▸ Records supplied:
PR #4234, opened 2021-07-30
 Added typing annotations to transforms/functional_pil

oke-aditya:
Following up on #2025, this PR adds missing typing annotations in functional_pil.py

Any feedback is welcome!

cc @frgfm @pmeier


torchvision/transforms/functional_pil.py
```diff
@@ -121,7 +126,13 @@ def adjust_gamma(img, gamma, gain=1):
 
 
 @torch.jit.unused
-def pad(img, padding, fill=0, padding_mode="constant"):
+def pad(
+    img: Image.Image,
+    padding: Union[int, List, Tuple],
```
oke-aditya, line 131: Not sure if `List[int]` would suffice.

torchvision/transforms/functional_pil.py
```diff
@@ -121,7 +126,13 @@ def adjust_gamma(img, gamma, gain=1):
...
+    fill: Union[str, int, Tuple] = 0,
```
oke-aditya, line 132: A bit unsure about this too.

torchvision/transforms/functional_pil.py
```diff
@@ -261,7 +290,13 @@ def _parse_fill(fill, img, name="fillcolor"):
 
 
 @torch.jit.unused
-def affine(img, matrix, interpolation=0, fill=None):
+def affine(
+    img: Image.Image,
+    matrix,
```
oke-aditya, line 295: I'm not sure what matrix is. I think it's `Any`

torchvision/transforms/functional_pil.py
```diff
@@ -280,7 +323,13 @@ def rotate(img, angle, interpolation=0, expand=False, center=None, fill=None):
 
 
 @torch.jit.unused
-def perspective(img, perspective_coeffs, interpolation=Image.BICUBIC, fill=None):
+def perspective(
+    img: Image.Image,
+    perspective_coeffs: float,
+    interpolation=Image.BICUBIC,
```
oke-aditya, line 329: How do we type interpolation :question:

torchvision/transforms/functional_pil.py
```diff
@@ -308,28 +357,28 @@ def to_grayscale(img, num_output_channels):
...
-def posterize(img, bits):
+def posterize(img: Image.Image, bits: int) -> Image.Image:
     if not _is_pil_image(img):
         raise TypeError('img should be PIL Image. Got {}'.format(type(img)))
     return ImageOps.posterize(img, bits)
 
 
 @torch.jit.unused
-def solarize(img, threshold):
+def solarize(img: Image.Image, threshold: int) -> Image.Image:
```
oke-aditya, line 374: Please verify. I think it's int. (after digging into PIL code)

torchvision/transforms/functional_pil.py
```diff
@@ -308,28 +357,28 @@ def to_grayscale(img, num_output_channels):
...
-def invert(img):
+def invert(img: Image.Image) -> Image.Image:
     if not _is_pil_image(img):
         raise TypeError('img should be PIL Image. Got {}'.format(type(img)))
     return ImageOps.invert(img)
 
 
 @torch.jit.unused
-def posterize(img, bits):
+def posterize(img: Image.Image, bits: int) -> Image.Image:
```
oke-aditya, line 367: Please verify. I think it's int. (after digging into PIL code)

oke-aditya (commented):
Little help would be nice! I'm not sure about few

torchvision/transforms/functional_pil.py
```diff
@@ -196,15 +207,28 @@ def pad(img, padding, fill=0, padding_mode="constant"):
...
         raise TypeError('img should be PIL Image. Got {}'.format(type(img)))
 
     return img.crop((left, top, left + width, top + height))
 
 
 @torch.jit.unused
-def resize(img, size, interpolation=Image.BILINEAR, max_size=None):
+def resize(
+    img: Image.Image,
+    size: Union[Sequence, int],
```
pmeier, line 227:
```suggestion
    size: Union[Sequence[int], int],
```

torchvision/transforms/functional_pil.py
```diff
@@ -196,15 +207,28 @@ def pad(img, padding, fill=0, padding_mode="constant"):
...
+    interpolation=Image.BILINEAR,
```
pmeier, line 228:
```suggestion
    interpolation: int = Image.BILINEAR,
```

torchvision/transforms/functional_pil.py
```diff
@@ -242,7 +266,12 @@ def resize(img, size, interpolation=Image.BILINEAR, max_size=None):
 
 
 @torch.jit.unused
-def _parse_fill(fill, img, name="fillcolor"):
+def _parse_fill(
+    fill: Union[int, float, List, Tuple],
```
pmeier, line 270:
```suggestion
    fill: Union[numbers.Number, List[numbers.Number], Tuple[numbers.Number, ...]],
```

torchvision/transforms/functional_pil.py
pmeier: As `int`. See https://github.com/python-pillow/Pillow/blob/f518149a1bbe5ebea9d0ca41612e3e6748349ace/src/PIL/Image.py#L184-L190

```suggestion
    interpolation: int = Image.BICUBIC,
```

torchvision/transforms/functional_pil.py
```diff
@@ -271,7 +306,15 @@ def affine(img, matrix, interpolation=0, fill=None):
...
 
 @torch.jit.unused
-def rotate(img, angle, interpolation=0, expand=False, center=None, fill=None):
+def rotate(
+    img: Image.Image,
+    angle: float,
+    interpolation: int = 0,
+    expand: bool = False,
+    center: Optional[Tuple[int, int]] = None,
+    fill: Optional[Union[int, float, List, Tuple]] = None,
```
pmeier, line 315: Please apply the same as I suggested above here and anywhere else.

torchvision/transforms/functional_pil.py
pmeier: Yep, [seems to be good](https://pillow.readthedocs.io/en/stable/reference/ImageOps.html#PIL.ImageOps.posterize):

> bits – The number of bits to keep for each channel (1-8).

torchvision/transforms/functional_pil.py
pmeier: [Seems to be good](https://pillow.readthedocs.io/en/stable/reference/ImageOps.html?highlight=posterize#PIL.ImageOps.solarize)

> threshold – All pixels above this greyscale level are inverted.

Although I'm not sure if `float` would also be possible for floating point images (mode `F`).

pmeier (commented):
Hey @oke-aditya and sorry for the delay. I have some comments inline.

torchvision/transforms/functional_pil.py
```diff
@@ -104,7 +104,12 @@ def adjust_hue(img, hue_factor):
 
 
 @torch.jit.unused
-def adjust_gamma(img, gamma, gain=1):
+def adjust_gamma(
+    img: Image.Image,
+    gamma: float,
+    gain: float = 1,
```
datumbox, line 110:
```suggestion
    gain: float = 1.0,
```

oke-aditya (commented):
I think I have fixed the bugs.
Should we unblock this file from mypy.ini ?

torchvision/transforms/functional_pil.py
```diff
@@ -271,7 +306,15 @@ def affine(img, matrix, interpolation=0, fill=None):
...
 
 @torch.jit.unused
-def rotate(img, angle, interpolation=0, expand=False, center=None, fill=None):
+def rotate(
+    img: Image.Image,
+    angle: float,
+    interpolation: int = 0,
+    expand: bool = False,
+    center: Optional[Tuple[int, int]] = None,
+    fill: Optional[Union[numbers.Number, List[numbers.Number], Tuple[numbers.Number, ...]]] = 0,
```
oke-aditya, line 315: Here

torchvision/transforms/functional_pil.py
```diff
@@ -280,7 +323,13 @@ def rotate(img, angle, interpolation=0, expand=False, center=None, fill=None):
 
 
 @torch.jit.unused
-def perspective(img, perspective_coeffs, interpolation=Image.BICUBIC, fill=None):
+def perspective(
+    img: Image.Image,
+    perspective_coeffs: float,
+    interpolation: int = Image.BICUBIC,
+    fill: Optional[Union[numbers.Number, List[numbers.Number], Tuple[numbers.Number, ...]]] = 0,
```
oke-aditya, line 330: Here

torchvision/transforms/functional_pil.py
```diff
@@ -261,7 +290,13 @@ def _parse_fill(fill, img, name="fillcolor"):
 
 
 @torch.jit.unused
-def affine(img, matrix, interpolation=0, fill=None):
+def affine(
+    img: Image.Image,
+    matrix: List[float],
+    interpolation: int = 0,
+    fill: Optional[Union[numbers.Number, List[numbers.Number], Tuple[numbers.Number, ...]]] = 0,
```
oke-aditya, line 297: Here

oke-aditya (commented):
Just marking the lines where error occured

oke-aditya:
Hmmm tests seem to be failing on `.pad()` function. 
Not very sure why it occured, but I think that has easy fix by passing args as `padding=pad`.

Also another point I noticed that. 

The functional tensor has similar [padding code](https://github.com/pytorch/vision/blob/master/torchvision/transforms/functional_tensor.py#L410), and I think that it accepts `float`, `int` as well as List and Tuples of them.
But the typing seems to be only `List[int]`.

I think that the typing for Functional PIL and Functional Tensor should be same. Since that's how we [test them](https://github.com/pytorch/vision/blob/master/test/test_functional_tensor.py#L849) as well.

torchvision/transforms/functional_pil.py
```diff
@@ -121,7 +126,13 @@ def adjust_gamma(img, gamma, gain=1):
 
 
 @torch.jit.unused
-def pad(img, padding, fill=0, padding_mode="constant"):
+def pad(
+    img: Image.Image,
+    padding: Union[int, List[int], Tuple[int, ...]],
+    fill: Optional[Union[numbers.Number, List[numbers.Number], Tuple[numbers.Number, ...]]],
```
pmeier, line 132: 1. `mypy` treats `int` as virtual subtype of `float`. So if we substitute `numbers.Number` with `float`, we should be good even if we set the default argument to `0`.
2. Tests fail here, because we missed the ` = 0` default argument.

pmeier (commented):
> We have stumbled upon [mypy/#3186](https://github.com/python/mypy/issues/3186) issue because of which mypy still complains.
> It thinks `int` is not a number and hence we cannot assign `0` as default arg.

Good catch. I've added a fix inline.

> Hmmm tests seem to be failing on `.pad()` function.
> Not very sure why it occured, but I think that has easy fix by passing args as `padding=pad`.

Fix inline.

> The functional tensor has similar [padding code](https://github.com/pytorch/vision/blob/master/torchvision/transforms/functional_tensor.py#L410), and I think that it accepts `int` as well as List and Tuples of them.
> (Basically same as `Union[int, List[int], Tuple[int, ...]],`)
> 
> But the typing seems to be only `List[int]`.
> 
> I think that the typing for Functional PIL and Functional Tensor should be same. Since that's how we [test them](https://github.com/pytorch/vision/blob/master/test/test_functional_tensor.py#L849) as well.

Yes the signatures and in turn the annotations should be the same. Would you send a follow-up PR after this one is merged?

torchvision/transforms/functional_pil.py
oke-aditya: Yeah I just spotted a minute ago too. :smile: (Coincidence)

I will cover these small fixes up and in a follow up PR ensure that the annotations between `functional_pil` and `functional_tesnor ` match properly. Not just on the pad case.

oke-aditya:
@datumbox @pmeier 
I think so CI is green enough to merge this. Probably all the failures are unrelated.

Hopefully, Good to go!

torchvision/transforms/functional_pil.py
```diff
@@ -121,7 +126,13 @@ def adjust_gamma(img, gamma, gain=1):
 
 
 @torch.jit.unused
-def pad(img, padding, fill=0, padding_mode="constant"):
+def pad(
+    img: Image.Image,
+    padding: Union[int, List[int], Tuple[int, ...]],
+    fill: Optional[Union[float, List[float], Tuple[float, ...]]] = 0,
```
datumbox, line 132: This is defined as int on the tensor equivalent method, though it supports both. Do we want them aligned?

torchvision/transforms/functional_pil.py
```diff
@@ -196,15 +207,28 @@ def pad(img, padding, fill=0, padding_mode="constant"):
...
         raise TypeError('img should be PIL Image. Got {}'.format(type(img)))
 
     return img.crop((left, top, left + width, top + height))
 
 
 @torch.jit.unused
-def resize(img, size, interpolation=Image.BILINEAR, max_size=None):
+def resize(
+    img: Image.Image,
+    size: Union[Sequence[int], int],
```
datumbox, line 227: The tensor API uses List instead of Sequence. Do we want them aligned?

torchvision/transforms/functional_pil.py
```diff
@@ -242,7 +266,12 @@ def resize(img, size, interpolation=Image.BILINEAR, max_size=None):
 
 
 @torch.jit.unused
-def _parse_fill(fill, img, name="fillcolor"):
+def _parse_fill(
+    fill: Optional[Union[float, List[float], Tuple[float, ...]]],
```
datumbox, line 270: This is also affected if we turn the above to int.

torchvision/transforms/functional_pil.py
```diff
@@ -261,7 +290,13 @@ def _parse_fill(fill, img, name="fillcolor"):
 
 
 @torch.jit.unused
-def affine(img, matrix, interpolation=0, fill=None):
+def affine(
+    img: Image.Image,
+    matrix: List[float],
+    interpolation: int = 0,
+    fill: Optional[Union[float, List[float], Tuple[float, ...]]] = 0,
```
datumbox, line 297: FYI strangely the tensor API defines this as float as well.

torchvision/transforms/functional_pil.py
```diff
@@ -261,7 +290,13 @@ def _parse_fill(fill, img, name="fillcolor"):
 
 
 @torch.jit.unused
-def affine(img, matrix, interpolation=0, fill=None):
+def affine(
+    img: Image.Image,
+    matrix: List[float],
+    interpolation: int = 0,
```
datumbox, line 296: Perhaps we should us Image.NEAREST instead of the numeric here?

torchvision/transforms/functional_pil.py
```diff
@@ -271,7 +306,15 @@ def affine(img, matrix, interpolation=0, fill=None):
 
 
 @torch.jit.unused
-def rotate(img, angle, interpolation=0, expand=False, center=None, fill=None):
+def rotate(
+    img: Image.Image,
+    angle: float,
+    interpolation: int = 0,
```
datumbox, line 312: same here

datumbox (commented):
@oke-aditya I checked this again. Left a couple of comments to get your input. It's mainly around whether we want to align the API between PIL and Tensor or if we want to keep the two separate. No strong opinions here. @pmeier Let me also know what you think please.

I know this PR turned out to be lengthy so if you had enough we can address them later. Cheers! :)

torchvision/transforms/functional_pil.py
oke-aditya: I think we want float in tensor equivalent method to align this.

torchvision/transforms/functional_pil.py
oke-aditya: Yes, I think we need to have Sequence in tensor, to align. But probably JIT does not support it.

torchvision/transforms/functional_pil.py
oke-aditya: Hmm, something stranger is that in the tensor API we pass a string.
I'm not sure how would we align it. (again probably JIT?)

torchvision/transforms/functional_pil.py
oke-aditya: Actually the tensor API defines it to be only `List[float]` and not all the three, again something which isn't aligned or probably has an issue.

torchvision/transforms/functional_pil.py
oke-aditya: We could change it as you suggested, but again this is inconsistent with functional_tensor.

oke-aditya (commented):
Hey @datumbox ! Here are my thoughts.

There are probably multiple places where we have misaligned with functional_tensor.

My idea was to follow-up this with a new PR. (#4282 ).


Let me know what you think!

torchvision/transforms/functional_pil.py
datumbox: no strong opinion here. I leave it up to you.

torchvision/transforms/functional_pil.py
datumbox: It's the union that is not supported. I just highlight that here the type (float vs int) is actually aligned. Which is weird cause we don't seem to keep things aligned. I probably agree that it's the tensor that needs changing though.

torchvision/transforms/functional_pil.py
datumbox: So the reason why I mention this is because on other methods in this file you use the "enum" while in this case you use the integer equivalent (see `perspective` for example). I think the enum will be clearer.

torchvision/transforms/functional_pil.py
datumbox: I mean something different. See the next comment.

torchvision/transforms/functional_pil.py
oke-aditya: Aah cool, I get it. I will rewrite with Enum :smile:

datumbox: yeah sorry I should have been clearer. OK ping me when this is done and I'll approve. Thanks for the effort and sorry for the back and forth. :)

oke-aditya:
I think this should be do it! @datumbox can you just cross check if I have kept the modes `BILINEAR` `CUBIC` and `NEAREST` correct as per old definitions?

torchvision/transforms/functional_pil.py
oke-aditya: I just verified Sequence is not supported by JIT. And yes Union too is not supported.

https://pytorch.org/docs/stable/jit_language_reference.html#supported-type

datumbox (approved):
LGTM, thank you @oke-aditya for your contribution and for your patience. :) 

I checked the modes and they look fine to me.

@pmeier Do you mind also having a look that we are good to go? Once I get your stamp we can merge.

torchvision/transforms/functional_pil.py
pmeier: Yes, `torch.jit` does not support `Sequence`. Since we also have a `Union` here, we can't align them anyway. Thus, I think it is ok to go with `Sequence`.

pmeier (approved):
> can you just cross check if I have kept the modes `BILINEAR` `CUBIC` and `NEAREST` correct as per old definitions?

Seems to be good, even replacing an old `0` with `NEAREST` :+1:

LGTM, thanks a lot @oke-aditya!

▸ Instructions to follow: Produce a word-for-word copy of everything above from the line holding "we can merge." down to the line holding "Seems to be good, even", with both of those lines kept.

▸ The completed task:
@pmeier Do you mind also having a look that we are good to go? Once I get your stamp we can merge.

torchvision/transforms/functional_pil.py
pmeier: Yes, `torch.jit` does not support `Sequence`. Since we also have a `Union` here, we can't align them anyway. Thus, I think it is ok to go with `Sequence`.

pmeier (approved):
> can you just cross check if I have kept the modes `BILINEAR` `CUBIC` and `NEAREST` correct as per old definitions?

Seems to be good, even replacing an old `0` with `NEAREST` :+1:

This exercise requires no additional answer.